Vecchi boss e funzionari collusi: così la mafia “coltiva” il terrore e prende i fondi Ue

Il sistema criminale: Dai pascoli abusivi alle violenze. Le minacce dei clan per ottenere i soldi da Bruxelles

Di Laura Distefano |

Si muovono in modo silenzioso. Con i bastoni da pastore e le scarpe sporche di fango. Dietro hanno menti raffinatissime che indirizzano le azioni finanziarie. Illecite. Nulla di nuovo. Vecchi metodi, terrore e controllo mafioso, che si incastrano con nuovi modelli d’arricchimento. Rubano soldi pubblici. Il denaro destinato alla collettività finisce nelle tasche delle consorterie criminali. Il funzionamento del sistema lo hanno svelato le inchieste delle Dda siciliane, Messina e Catania in particolare.

Il clan dei Tortoriciani

“Maestri” del crimine sono i Tortoriciani del Messinese, ma anche i Santapaoliani che operano tra Nebrodi ed Etna e i clan catanesi che “governano” la piana etnea hanno dimostrato di saper aggirare le norme e ottenere le risorse europee destinate all’agricoltura. La legge antica del latifondo, nell’accezione negativa del darwinismo che eguaglia il più forte con il più violento, sopravvive. Una sopravvivenza dettata dalla capacità di adeguarsi all’evolversi dei tempi. Digitali ed economici. E la mafia ne approfitta. Riempie i vuoti creati dall’omertà. Di chi non comprende che il motto «vivi e lascia vivere» è la linfa vitale dei boss che da una parte sono rimasti ancorati alle forme più pericolose della mafia ma hanno capito che bisogna avere al proprio servizio un esercito di colletti bianchi, tra funzionari, commercialisti, consulenti. E anche qualche amministratore. Alcune volte basta semplicemente essere distratti e non collusi. I ciechi consenzienti sono i primi amici dei mafiosi. Le mosse nello scacchiere sono poche e semplici.

I boss rurali

I boss “rurali” devono farsi riconoscere. Chi vive, chi lavora, chi vuole investire deve sapere chi è “il padrone” di una determinata area. O la morsa del potere avviene in modo violento: messaggi intimidatori, piccoli danneggiamenti, furtarelli, roghi. La guardiania vive ancora in alcune zone. Un modo più veloce per ottenere un doppio vantaggio: soldi fissi ogni mese e imprenditori agricoli – già sottomessi – che non avranno remore a mettere firme qua e là in diverse pratiche. Poi c’è il meccanismo più subdolo: nei terreni privati inizia a pascolare bestiame. Nelle proprietà compaiono all’improvviso recinti fatti con filo spinato e assi di legno. Persecuzioni costanti e fastidiose.
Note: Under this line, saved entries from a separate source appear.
PR #1391, opened 2022-07-18
profiler: implement profile_seq tag

felixge:


profiler/profiler_test.go
```diff
@@ -338,6 +338,11 @@ func unstartedProfiler(opts ...Option) (*profiler, error) {
 }
 
 func TestAllUploaded(t *testing.T) {
+	type profileMeta struct {
```
nsrip-dd, line 341: Good call on this structure 👍 

Idea for a future refactor (out of scope for this PR): Now TestAllUploaded and TestCorrectTags have basically the same structure, and in fact I've realized these tests are very similar to the ones in `upload_test.go`. I think we can pull out the server handler from this test and reuse it, and possibly get rid of most of the code in `upload_test.go` since a lot of what those tests cover is now covered by these integration-style tests.

nsrip-dd (approved):
LGTM, thanks Felix! Nothing to change, just a small comment on some future refactoring we could do.

profiler/profiler_test.go
felixge: Good idea. I think I'll try this after merging.

PR #1392, opened 2022-07-19
temporary workaround for https://www.cve.org/CVERecord?id=CVE-2019-0210

korczis:
snyk is complaining, we have strict release process


ajgajg1134:
Hello, thanks for opening this. It appears that this CVE is for apache thrift which is not a direct dependency of this project. Using a `replace` directive here in our go.mod file will not affect any imports of users of this library ([Documentation here](https://go.dev/ref/mod#go-mod-file-replace:~:text=replace%20directives%20only%20apply%20in%20the%20main%20module%E2%80%99s%20go.mod%20file%20and%20are%20ignored%20in%20other%20modules.%20See%20Minimal%20version%20selection%20for%20details.)). To ensure your software gets a new thrift version you'll need to put the replace directive directly in your main module's `go.mod`.

PR #1394, opened 2022-07-20
contrib/Shopify/sarama: support ConsumerGroup

### LINKED ISSUE #552: contrib/Shopify/sarama: add support for ConsumerGroups
Currently dd-trace-go only supports tracing `*sarama.Consumer`, but not `*sarama.ConsumerGroup`.

https://godoc.org/gopkg.in/DataDog/dd-trace-go.v1/contrib/Shopify/sarama
https://godoc.org/github.com/Shopify/sarama#ConsumerGroup

We've manually implemented tracing for consumer groups in our application, but it'd be awesome if it was supported out of the box.

Thanks! 💖

liveFreeOrCode:
## What

This patch adds support for sarama's ConsumerGroup so that each claim message is traced.

Due to some recent fixes in sarama's consumer group, the minimum version was upgraded to 1.33.0

Fixes #552

## Notes

Not sure what this `ci/circleci: metadata` check is failing for.  milestone check fails locally too, something about `CIRCLE_PULL_REQUEST` env var not set 🤷  I assume it's unrelated, but happy to adjust the PR if needed


liveFreeOrCode:
Moving this back to draft.  Seeing extraordinarily long span times 🤔

katiehockman:
@liveFreeOrCode let us know if you want to continue investigating this PR, or if one of us can take it over for you and investigate the performance issues you're seeing.

liveFreeOrCode:
> @liveFreeOrCode let us know if you want to continue investigating this PR, or if one of us can take it over for you and investigate the performance issues you're seeing.

Yeah, I abandoned this for a quick fix locally, but it wasn't really something I could abstract to this layer - it was a wrapper around the ConsumerGroup implementation itself.

I am all for helping review whatever changes are proposed by whoever wants to pick this up in my environment and give back tangible feedback.

Danial968:
Would love to see some support for this @katiehockman. I tried to replicate a fix myself a few months back, but kept getting facing the same issues @liveFreeOrCode faced unusually long traces. 

I've ultimately decided to just declare the traces where my message is consumed instead.

doron-cohen:
Hey, The long spans are by design here.

I implemented this locally in our repo with a slightly different approach to overcome this issue though. In Sarama, a message is consumed and pushed to a channel for handling. This doesn't allow the wrapper to close the span (`span.Finish()`) when the handler is done handling it.

Currently, in the implementation of the wrapper a span is started for a message once consumed and closed only when the next message is consumed. When the stream is flowing it should look OK but when messages arrive once in a while the spans gets longer.

In my implementation, I chose to close the span after the message is pushed to the channel for handling. It made more sense to me that the consuming part is over on Sarama's side and now the handler needs to pick it up and continue from that point. There might be a gap which also makes sense to me due to the async nature of consuming.

This is how it looks in Datadog:
Screenshot 2023-08-22 at 22 36 07

I find it better but if you would like to keep the current behavior then we should probably try to push this code.

harshit98:
@doron-cohen 

> _I implemented this locally in our repo with a slightly different approach to overcome this issue though_

Could you please share your implementation? It will be very helpful. 

I'm currently using IBM/sarama and tried to implement the support as extension for Consumer Group API in one of our service to send Kafka consumer traces. Facing same issue with it where a message is consumed and pushed to a channel for handling and doesn't allow the wrapper to close the span when the handler is done handling it.

harshit98:
Hey @doron-cohen , @liveFreeOrCode

Can you please help me out above? Am I doing something wrong which should have been avoided ? Would be a great help, thanks!

rarguelloF:
This work has been done in https://github.com/DataDog/dd-trace-go/pull/3041

Thanks for the contribution! @liveFreeOrCode

PR #1396, opened 2022-07-21
profiler: randomize wait duration before retrying upload

### LINKED ISSUE #1395: profiler upload does always wait a second before retrying upload
Interestingly, I have spotted this while I was reading the code below:

```go
if rerr, ok := err.(*retriableError); ok {
	statsd.Count("datadog.profiling.go.upload_retry", 1, nil, 1)
	wait := time.Duration(rand.Int63n(p.cfg.period.Nanoseconds()))
	log.Error("Uploading profile failed: %v. Trying again in %s...", rerr, wait)
	p.interruptibleSleep(time.Second)
	continue
}
```

It seems that `wait` is not used anywhere. I think the line should be following?

```go
...
p.interruptibleSleep(wait * time.Nanosecond)
```

nsrip-dd:
PR #827 introduced a randomized wait duration before retrying a failed
profile upload. This was done to reduce the likelihood of flooding the
backend with uploads. The wait was done to be an average of half the
profiling perdio. However, PR #961 lost this behavior when introducing
interruptible sleeps. This commit restores the lost behavior.

Fixes #1395

### DIFF
--- a/profiler/upload.go
+++ b/profiler/upload.go
@@ -39,9 +39,9 @@ func (p *profiler) upload(bat batch) error {
 		err = p.doRequest(bat)
 		if rerr, ok := err.(*retriableError); ok {
 			statsd.Count("datadog.profiling.go.upload_retry", 1, nil, 1)
-			wait := time.Duration(rand.Int63n(p.cfg.period.Nanoseconds()))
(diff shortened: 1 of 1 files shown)


felixge (approved):
LGTM. 🤦 that was stupid of me.

Issue #1201, opened 2022-03-07
contrib/google.golang.org/grpc: Wrapped context.Canceled error is treated as an error


eugenesinamban:
Our services wrap errors with a message like below

```go
  return nil, fmt.Errorf("failed to ***: %w", err)
```

and the interceptor cannot tell if context is just canceled or it's a different error altogether.

[Currently](https://github.com/DataDog/dd-trace-go/blob/85593c8fdac6ecbdcf8b4554eb06c57e9329ff44/contrib/google.golang.org/grpc/grpc.go#L43-L45), the condition to check for the error type is just using `==` but `errors.Is()` is now available for golang v1.13.

Is there a way to change it to `errors.Is()` instead? We created a separate custom interceptor to change the error to a simple `context.Canceled` if needed to lessen the error counts.

ajgajg1134:
This seems like a pretty straightforward change for us to make. We're currently determining our go version support policy and it seems likely that we will be dropping support for go 1.12 when that merges (https://github.com/DataDog/dd-trace-go/pull/1239) Once that merges we can switch to `errors.Is()` for this use case

eugenesinamban:
I see support for go 1.12 is already dropped so I'm thinking of submitting a PR for this use case

PR #1399, opened 2022-07-28
contrib/google.golang.org: Change error type check

eugenesinamban:
# WHAT
Change the error type check for grpc trace of contrib google.golang

Since support for golang 1.12 is dropped, there should be no problem to use `errors.Is` for error type check.

# Related issue
- https://github.com/DataDog/dd-trace-go/issues/1201


ajgajg1134 (approved):
Thanks for the contribution!

PR #1402, opened 2022-07-28
profiler/internal/cmemprof: add full mappings to the profile

nsrip-dd:
Since the C allocation profile might contain samples from shared
libraries, the profile should have appropriate mappings for the
different libraries, rather than a single "default" mapping. In
addition, even if we don't have function & file information for a
sample, we can at least show the library it came from.

### DIFF
--- a/profiler/internal/cmemprof/pprof.go
+++ b/profiler/internal/cmemprof/pprof.go
@@ -61,7 +61,7 @@ func init() {
 	sc := bufio.NewScanner(bytes.NewReader(data))
 	for sc.Scan() {
 		fields := bytes.Fields(sc.Bytes())
-		if len(fields) != 5 {
+		if len(fields) != 6 {
 			continue
 		}
 		addrs := bytes.Split(fields[0], []byte("-"))
--- a/profiler/internal/cmemprof/pprof.go
+++ b/profiler/internal/cmemprof/pprof.go
@@ -6,12 +6,131 @@
 package cmemprof
 
 import (
+	"bytes"
 	"os"
 	"runtime"
+	"strconv"
 	"strings"
 
 	"github.com/google/pprof/profile"
 )
+
+var defaultMapping = &profile.Mapping{
+	ID:   1,
+	File: os.Args[0],
+}
+
+var mappings []*profile.Mapping
+
+func getMapping(addr uint64) *profile.Mapping {
+	for _, m := range mappings {
+		if addr >= m.Start && addr <= m.Limit {
+			return m
+		}
+	}
+	return defaultMapping
+}
+
+// bytes.Cut, but backported so we can still support Go 1.17
+func bytesCut(s, sep []byte) (before, after []byte, found bool) {
+	if i := bytes.Index(s, sep); i >= 0 {
+		return s[:i], s[i+len(sep):], true
+	}
+	return s, nil, false
+}
+
+func stringsCut(s, sep string) (before, after string, found bool) {
+	if i := strings.Index(s, sep); i >= 0 {
+		return s[:i], s[i+len(sep):], true
+	}
+	return s, "", false
+}
+
+func init() {
+	if runtime.GOOS != "linux" {
+		mappings = append(mappings, defaultMapping)
+		return
+	}
+
+	data, err := os.ReadFile("/proc/self/maps")
+	if err != nil {
+		mappings = append(mappings, defaultMapping)
+		return
+	}
+
+	// To have a more accurate profile, we need to provide mappings for the
+	// executable and linked libraries, since the profile might contain
+	// samples from outside the executable if the allocation profiler is
+	// used in conjunction with a cgo traceback library.
+	//
+	// /proc/self/maps parsing code lifted from runtime/pprof/proto.go, see
+	// https://cs.opensource.google/go/go/+/refs/tags/go1.18.4:src/runtime/pprof/proto.go;l=596
+
+	var line []byte
+	// next removes and returns the next field in the line.
+	// It also removes from line any spaces following the field.
+	next := func() []byte {
+		var f []byte
+		f, line, _ = bytesCut(line, []byte(" "))
+		line = bytes.TrimLeft(line, " ")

E per chi denuncia o cerca di contrastare arrivano le aggressioni fisiche, le minacce di morte. Alla fine i criminali ottengono la resa: false attestazioni per ottenere i fondi Agea o addirittura proprietà “svendute” per poter accedere sempre ai finanziamenti europei.

Dietro c’è la mafia

Dietro ci sono i clan mafiosi. Non ci sono dubbi. Le Prefetture si sono attrezzate con strumenti, anche normativi, per fermare questo drenaggio di liquidità pubblica verso le casseforti della criminalità organizzata. Ma i mafiosi, con la complicità dei colletti bianchi e dei funzionari infedeli, hanno trovato il trucchetto per aggirare il controllo legislativo. E per raggiungere l’obiettivo illecito si è tornati al mezzo del terrore. La violenza più bieca e cruda. Spietata. Interi patrimoni sono finiti in cenere. Mandrie uccise. Animali sgozzati.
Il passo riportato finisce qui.